Secretly, I hoped that the presence of women would over time change the military, making it more respectful of other people and cultures, more capable of genuine peacekeeping. That's what I thought, but I don't think that anymore. A certain kind of feminism, or perhaps I should say a certain kind of feminist naiveté, died in Abu Ghraib. [...]
The struggles for peace and social justice and against imperialist and racist arrogance, cannot, I am truly sorry to say, be folded into the struggle for gender equality.

This reminds me of a question I threw out to the edebate community a few weeks ago--a question that remains largely unanswered by those obsessed with identity politics:
What would happen if Condoleeza Rice were elected president, and Colin Powell elected Vice President? Would this make America less racist? Would it change the way America treats the rest of the world? Should I trust Condoleeza Rice more than I trust George Bush? Why or why not?

To me, the answers to those questions are obvious. But they also underscore my problem with any progressive critique that ignores class and materiality.

The crashing of illusions is important, but there's always the skeptic in me, the Nietzschean who wonders whether (especially in the political realm) illusions are stripped away only to reveal more illusions.
We still do not know where the urge for truth comes from; for as yet we have heard only of the obligation imposed by society that it should exist: to be truthful means using the customary metaphors—in moral terms: the obligation to lie according to a fixed convention, to lie herd-like in a style obligatory for all.

But we should have outgrown Nietzsche by now. Understanding Marx's project should have taught us that there are material referents, external environments, of which we are part, and we don't merely create them with our discourse and our thoughts. In fact, thinking that ideas matter more than materiality is a kind of ideological suicide; not merely because it buys into a bourgeois postmodernism that encourages fragmentation and opium trips in the face of genuine physical oppression, but also because it encourages a self-centeredness whose culminatory ethic is not just an ignorance of materiality, but an ignorance of other people, and their legitimate needs--needs that are often very much like our own.
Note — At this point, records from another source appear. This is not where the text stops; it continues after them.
PR #11666, opened 2026-09-02
[no-release-notes] Close superseded dependency bumps regardless of CI

fulghum:
Simplify stale dependency-bump cleanup: once a newer bump PR is opened, close older bump PRs regardless of their CI result. The `keep-alive` label remains the explicit way to preserve an older bump.


zachmu (approved):
LGTM

PR #11736, opened 2026-09-05
[no-release-notes] ci: optimize bats unix test and fix expect race

elianddb:


zachmu (approved):
LGTM assuming this actually makes things faster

A class/materialist perspective can also reveal something else about the political reaction to this recent unfolding of facts. Many self-proclaimed "leftists" take visible delight at the failure of the administration to successfully prosecute the Iraq war. Well, clearly the war was a horrible policy, and clearly it was driven by the worst, and most predictable, of motives. But the delight revealed by these "leftists" is targeted at the administration and its lies, while ignoring the fact that every one of these "failures" involves a massive loss of life--the lives of workers--our fellow workers--who happen to be wearing uniforms. And the lives of ordinary Iraqi working people as well. At least two or three times a week I read a post on the LBO-talk listserve expressing giddy delight at the death of U.S. troops, an explosion somewhere, a failed battle, whatever. I think this kind of attitude is a pretty obvious instance of bourgeois (non)radicalism. It's a manifestation of the fundamental alienation of a self-proclaimed enlightened "left" intelligensia from the everyday struggles and concerns of working people. I'd like to see those bloated false radicals laugh like that in the presence of parents, spouses, and family members of dead U.S. soldiers--however politically misinformed those loved ones might be. That kind of anti-cheerleading doesn't just play into the hands of pro-war demogogues who routinely vilify the left. It's also just flat-out elitist, bourgeois, and aloof from the everyday perspective of the poor and working people--the chief victims of Bush's reign of terror.

One of the most eloquent expositions of what I am trying to say is David North and David Walsh's now classic essay "Anti-Americanism: The Anti-Imperialism of Fools."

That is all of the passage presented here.